Reflect on a time when you felt limited or judged in the past.

How might that experience have influenced the beliefs you hold today?

Understanding these origins doesn’t mean dwelling on the past, but it can give us a starting point for healing and growth.

Identifying Your Current Strengths: Are You Ready to Push the Fence?

It’s easy to overlook just how much we’ve grown and how many resources we now have.

Often, these self-imposed boundaries were created during times when we felt vulnerable, and we may not realise just how capable we’ve become since then.

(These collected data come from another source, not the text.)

PR #229, opened 2017-10-04
Rename formats.default to formats.defaultFormat

such:
Having an attribute named 'default' confuses rollup when packaging.

See https://github.com/rollup/rollup/issues/1135 for instance.

### DIFF
--- a/lib/formats.js
+++ b/lib/formats.js
@@ -4,7 +4,7 @@ var replace = String.prototype.replace;
 var percentTwenties = /%20/g;
 
 module.exports = {
-    'default': 'RFC3986',
+    defaultFormat: 'RFC3986',
     formatters: {
         RFC1738: function (value) {
             return replace.call(value, percentTwenties, '+');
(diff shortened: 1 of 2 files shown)


dist/qs.js
```diff
@@ -80,36 +80,38 @@ var parseValues = function parseQueryStringValues(str, options) {
     return obj;
 };
 
-var parseObject = function parseObjectRecursive(chain, val, options) {
-    if (!chain.length) {
-        return val;
-    }
+var parseObject = function (chain, val, options) {
```
ljharb: regardless, all of these changes where you removed function names would have to be reverted.

such: I don't really understand where this change comes from... My changes in lib are restricted to the object of this PR...

ljharb: You might be rebased on a much older version of master?

ljharb: Oh, also, the dist file should never be updated except during a release :-) you can just revert this whole file.

btd:
iirc it is not an issue at all.

ljharb:
@btd you'll want to file a separate bug on rollup for that, then; a module bundler that doesn't understand a basic module format is broken.

I'm going to close this; tools should serve code, not the other way around.

PR #230, opened 2017-10-13
Change exports usage

btd:
Hello.

free `exports` usage (when it is not assignmnet for really exporting something) confusing rollup to wrap such modules in additional wrappers.

This PR remove `exports` for self referencing exporting symbols.

Thanks.

What do you think about replacing build with rollup (i mean dist/qs.js) - it will produce smaller file, and much readable/debuggable? (i can prepare PR)

### DIFF
--- a/lib/utils.js
+++ b/lib/utils.js
@@ -34,7 +34,7 @@ var compactQueue = function compactQueue(queue) {
     return obj;
 };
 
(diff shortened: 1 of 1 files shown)


btd:
Yep, i understand what you mean. Thank you for merging.

Issue #219, opened 2017-07-04
feature request: support for arrayFormat: 'comma'


bryanlarsen:
from the documentation for go-querystring:

Slice and Array values default to encoding as multiple URL values of the same name. Including the "comma" option signals that the field should be encoded as a single comma-delimited value. Including the "space" option similarly encodes the value as a single space-delimited string. Including the "semicolon" option will encode the value as a semicolon-delimited string. Including the "brackets" option signals that the multiple URL values should have "[]" appended to the value name. "numbered" will append a number to the end of each incidence of the value name, example: name0=value0&name1=value1, etc.

The Kubernetes API appears to be using using the comma option, so it'd be nice to get support for that in qs.   Easy enough to work around, so it doesn't bother me enough to actually submit a pull request, but it's definitely a "would be nice".

ljharb:
This looks like it might be a duplicate of #112.

kmohrf:
I think I’d be nice if arrayFormat would just accept a function. than we can do whatever we want without without adding any more bloat for specialized array formats.

ljharb:
@kmohrf that's a very compelling and interesting suggestion. It seems like https://github.com/ljharb/qs/blob/master/lib/stringify.js#L91 could be the callsite, and https://github.com/ljharb/qs/blob/master/lib/stringify.js#L7-L15 are the three implementations for the currently supported formats, and https://github.com/ljharb/qs/blob/master/lib/stringify.js#L165 is where if `arrayFormat` is a function, it'd use that implementation instead of the alternatives.

kmohrf:
sounds good to me or was that an invitation to create a pull request? :)

michaelblash:
@ljharb I want to implement this feature but I see a flaw in the @kmohrf suggestion. If `arrayFormat` function accepts an array it should apparently return a string. This string is basically a number of pre-encoded values in a specific format, for example joined by commas. Therefore the user would have to implement his own encoding and even if he wants to utilize default encoder he would not be able to do this because the string should never be encoded any more.
For example, I need to encode an array `a: ['б', 'г']` in a comma separated format using a default encoder. I would do it like
```javascript
qs.stringify({ a: ['б', 'г'] }, {
  arrayFormat: inputArray => inputArray.map(
    a => encodeURIComponent(a) // (1)
  ).join(','),
  encoder: a => encodeURIComponent(a) // (2): duplication of (1)
})
```
[...]

PR #233, opened 2017-10-24
Allow strings to be split into arrays if desired

paul42:
more to scratch my own itch, but I was wondering if anyone else wanted to have the following functionality.
100% coverage, added entries to readme (love how that parses, btw) and tests for parse. tried to follow what I think was the coding conventions in the repo.

huge fan of the library, this is just a rough cut, can I get some feedback on it when you have a moment?

### DIFF
--- a/lib/parse.js
+++ b/lib/parse.js
@@ -83,7 +83,9 @@ var parseValues = function parseQueryStringValues(str, options) {
             val = interpretNumericEntities(val);
         }
 
-        if (val && options.comma && val.indexOf(',') > -1) {
+        if (options.valueParser !== null) {
+            val = options.valueParser(key, val, options);
+        } else if (val && options.comma && val.indexOf(',') > -1) {
             val = val.split(',');
         }
 
@@ -200,6 +202,10 @@ var normalizeParseOptions = function normalizeParseOptions(opts) {
     }
     var charset = typeof opts.charset === 'undefined' ? defaults.charset : opts.charset;
 
+    if (opts.valueParser !== null && opts.valueParser !== undefined && typeof opts.valueParser !== 'function') {
+        throw new TypeError('valueParser has to be a function.');
+    }
+
     return {
         allowDots: typeof opts.allowDots === 'undefined' ? defaults.allowDots : !!opts.allowDots,
         allowPrototypes: typeof opts.allowPrototypes === 'boolean' ? opts.allowPrototypes : defaults.allowPrototypes,
@@ -216,7 +222,8 @@ var normalizeParseOptions = function normalizeParseOptions(opts) {
         parameterLimit: typeof opts.parameterLimit === 'number' ? opts.parameterLimit : defaults.parameterLimit,
         parseArrays: opts.parseArrays !== false,
         plainObjects: typeof opts.plainObjects === 'boolean' ? opts.plainObjects : defaults.plainObjects,
-        strictNullHandling: typeof opts.strictNullHandling === 'boolean' ? opts.strictNullHandling : defaults.strictNullHandling
+        strictNullHandling: typeof opts.strictNullHandling === 'boolean' ? opts.strictNullHandling : defaults.strictNullHandling,
+        valueParser: valueParser
     };
 };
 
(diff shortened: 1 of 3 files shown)


lib/parse.js
```diff
@@ -144,9 +165,12 @@ module.exports = function (str, opts) {
 
     options.ignoreQueryPrefix = options.ignoreQueryPrefix === true;
     options.delimiter = typeof options.delimiter === 'string' || utils.isRegExp(options.delimiter) ? options.delimiter : defaults.delimiter;
+    options.arrayDelimiter = typeof options.arrayDelimiter === 'string' || utils.isRegExp(options.arrayDelimiter)
+        ? options.arrayDelimiter : defaults.arrayDelimiter;
     options.depth = typeof options.depth === 'number' ? options.depth : defaults.depth;
     options.arrayLimit = typeof options.arrayLimit === 'number' ? options.arrayLimit : defaults.arrayLimit;
     options.parseArrays = options.parseArrays !== false;
+    options.splitArrays = options.splitArrays !== false;
```
ljharb: in this case, `parseArrays` isn't the pattern to follow; this should ensure it's `=== true` instead. As is, this would be a breaking change.

ljharb (changes requested):
This is a different take on #219; it may be helpful to read that.

lib/parse.js
paul42: Hey thanks for taking the time to respond, I'm going to read through #219 and come back - I'm not dead set on any particular pattern, just happens to be my first pass, so please let me know if you see any potential issues or areas that desire more testing.

Thanks!

paul42: ah, so a function to split the value into arrays would remove the need for settings sprawl?

ljharb: yes, exactly

paul42:
is this more along the lines of what you were thinking?

ljharb:
Looks much closer! We should add the same function to stringification too.

paul42:
gotcha, let me take a crack at it

paul42:
@ljharb looking at this and 219 I think a solution could possibly be allowing an arrayFormatter parameter which would be a function, and if it's passed in it would supersede other options (like arrayPrefixes of brackets vs indices) and if it's not passed in or null, then the library operates as before - does that sound reasonable? I imagine it'll be a more advanced feature for those who want to fine tune their operation

paul42:
I'm also wondering if - to allow the function to act on all the items in the array, we should put the call to the function passed in up at https://github.com/ljharb/qs/blob/master/lib/stringify.js#L80 instead of inside the for loop for each key?

ljharb:
The function is called recursively, and it's important that it continue to do that - I think sticking with one key at a time is probably better.

paul42:
I'm having a bit of block seeing how to get from where it is to where I need to be on it - let me poke at it more, sorry for all the hand-holding that's required I'm still not super awesome at JS, so it's taking me a bit longer. I think the mental block I'm trying to over come is understanding how these lines work:
https://github.com/ljharb/qs/blob/master/lib/stringify.js#L91-L92
I'm not 100% on the syntax, so I don't follow what the second generateArrayPrefix does if nothing's passed in?

I think maybe I'll just go back and look up how to run the debugger and step through it a ton of times until I get a solid understanding of it.

ljharb:
In that case it just passes the *function itself*, since functions are first-class values in JS.

paul42:
so - in the case of object being an array, that value, 'generateArrayPrefix' gets passed parameters, does work, and returns - but in the case of not-an-array, the function is just passed in that order as a place holder so further recursive calls have it on hand to call? I think I'm grasping it, so I really can use the callsite you mention in 219. 💡  let me poke at it a bit more, thanks for the clarification.

dan-lee:
I'd really love to have this feature! Did you make some progress @paul42?

paul42:
hi @dan-lee sorry about the delay, but I'm having trouble wrapping my head around how to collapse the values into a single unit after it's reading the next key. if you want a really rough version you can try my branch, but it's not on npm and I haven't had a ton of time to work on this. I'll probably poke at it a bit more and then ask @ljharb for help again

michaelblash:
I'm really longing for this feature as well.

PR #234, opened 2017-11-08
Added ability to set no limits on arrays length (qs.parse arrayLimit option)

ps1dr3x:
Previous behaviour:

- Behaviour of arrayLimit = 0 option is the same of parseArrays = false
- The only way to parse arrays of any length is to set arrayLimit to a large value

New behaviour:

- By setting arrayLimit = 0, no length limits are considered


ps1dr3x:
My mistake, i didn't considered to set arrayLimit = Infinity

PR #236, opened 2017-11-18
Quote the sub-property for compatibility with closure-compiler

ChadKillingsworth:
2ed6ea4560cfb36eb6581b75bf148aa29b456210 broke compatibility with closure-compiler in ADVANCED mode.
Quoting this one key is all that is required to fix it.

### DIFF
--- a/lib/utils.js
+++ b/lib/utils.js
@@ -168,7 +168,7 @@ var encode = function encode(str) {
 };
 
 var compact = function compact(value) {
-    var queue = [{ obj: { o: value }, prop: 'o' }];
+    var queue = [{ obj: { 'o': value }, prop: 'o' }]; // eslint-disable-line quote-props
     var refs = [];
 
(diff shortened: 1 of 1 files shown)


lib/utils.js
```diff
@@ -168,7 +168,7 @@ var encode = function encode(str) {
 };
 
 var compact = function compact(value) {
-    var queue = [{ obj: { o: value }, prop: 'o' }];
+    var queue = [{ obj: { 'o': value }, prop: 'o' }]; // eslint-disable-line quote-props
```
ljharb: If this breaks closure compiler in advanced mode, it's because closure compiler is broken in advanced mode. This is a valid unquoted property key, and it's not acceptable for a tool to require this kind of pollution to be pushed upstream.

I'd suggest using a non-broken bundling tool instead.

ChadKillingsworth: Got it - sorry to bother you. I'll go find a different library.

PR #395, opened 2021-01-28
[New] `stringify`: throw on cycles, instead of an infinite loop

### LINKED ISSUE #367: Throw error on circular references

Poyoman39:


ljharb (approved):
updated all three PRs to use `side-channel`

PR #424, opened 2021-11-05
Fixes the issue of stringify encoding comma(used to join array) even when `encodeValuesOnly = true`

adnan-creator:
Following changes were made:
* According to the documentation when `encodeValuesOnly = true`, then all characters except the values must not be encoded. This includes brackets and joining characters such as comma. It works perfectly for all other characters except when comma is used to join elements of an array. Then even the comma is encoded.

Growth Mindset Theory tells us that by viewing ourselves as flexible and adaptive, we open the door to new possibilities.

Recognising our strengths can be an empowering way to challenge old beliefs.

Exercise:

Make a list of strengths you possess today that you didn’t have when your self-imposed boundaries were created.

This could be skills, relationships, coping mechanisms, or any form of support you’ve developed.

Revisit this list whenever you feel held back as a reminder of your readiness to step beyond the old “fence.”

Related Blog: Why a Growth Mindset is Crucial for Achieving Your Goals and Enjoying Life

Practicing New Patterns – Challenging and Expanding Your Boundaries

Once we’ve recognised our self-imposed boundaries, it’s time to gently test them.

Start with small, manageable actions that push you a little beyond your comfort zone.

The goal is to begin rewiring your mind to see that these boundaries are flexible, not fixed.

Behavioural Activation, a strategy used in CBT, involves taking small, positive actions to influence our thoughts and beliefs.

By gradually testing our boundaries, we can start breaking down limiting beliefs.

Exercise:

Set a weekly “stretch goal”, something slightly outside your comfort zone.

This could be speaking up in a meeting, trying a new skill, or simply asking for something you need.

Each time you take a small action beyond the fence, you reinforce a new belief: “I am capable and ready to grow.”

Related Blog: The Real Reasons You're Feeling Stuck: 7 Psychological Roadblocks (and How to Move Forward)

Revisiting and Updating Boundaries Regularly

Our needs, values, and abilities change over time, so it’s essential to re-evaluate our boundaries periodically.

What served us at one stage may need updating at another, especially as we continue to grow.

As highlighted in Kristin Neff’s research, self-compassion is crucial for this process.

Being kind to ourselves allows us to release old boundaries without judgment, accepting that our needs evolve.

TIP:

Schedule regular “boundary check-ins”……..monthly or quarterly, to assess if any limitations feel outdated.

Are there areas where you’ve grown? If so, what new boundaries feel more aligned with your current self?

Related Blogs:

Boundaries vs. Ultimatums: How to Protect Your Well-Being Without Controlling Others

Cultivating Self-Compassion: A Guide to Kindness Within

Embracing the Open Field Beyond the Fence

Just like our puppy, who outgrew his fence but continued to sit behind it, many of us have moved beyond our initial limitations.

The fences that once kept us safe now hold us back from exploring what’s possible.

Recognising and challenging these boundaries takes courage, but the reward is a life of greater freedom and fulfilment.

As you move forward, keep asking yourself: What “fences” am I ready to move beyond?

Remember, the power to expand lies within you.

The only question is…………are you willing to step into the open field and discover what lies beyond?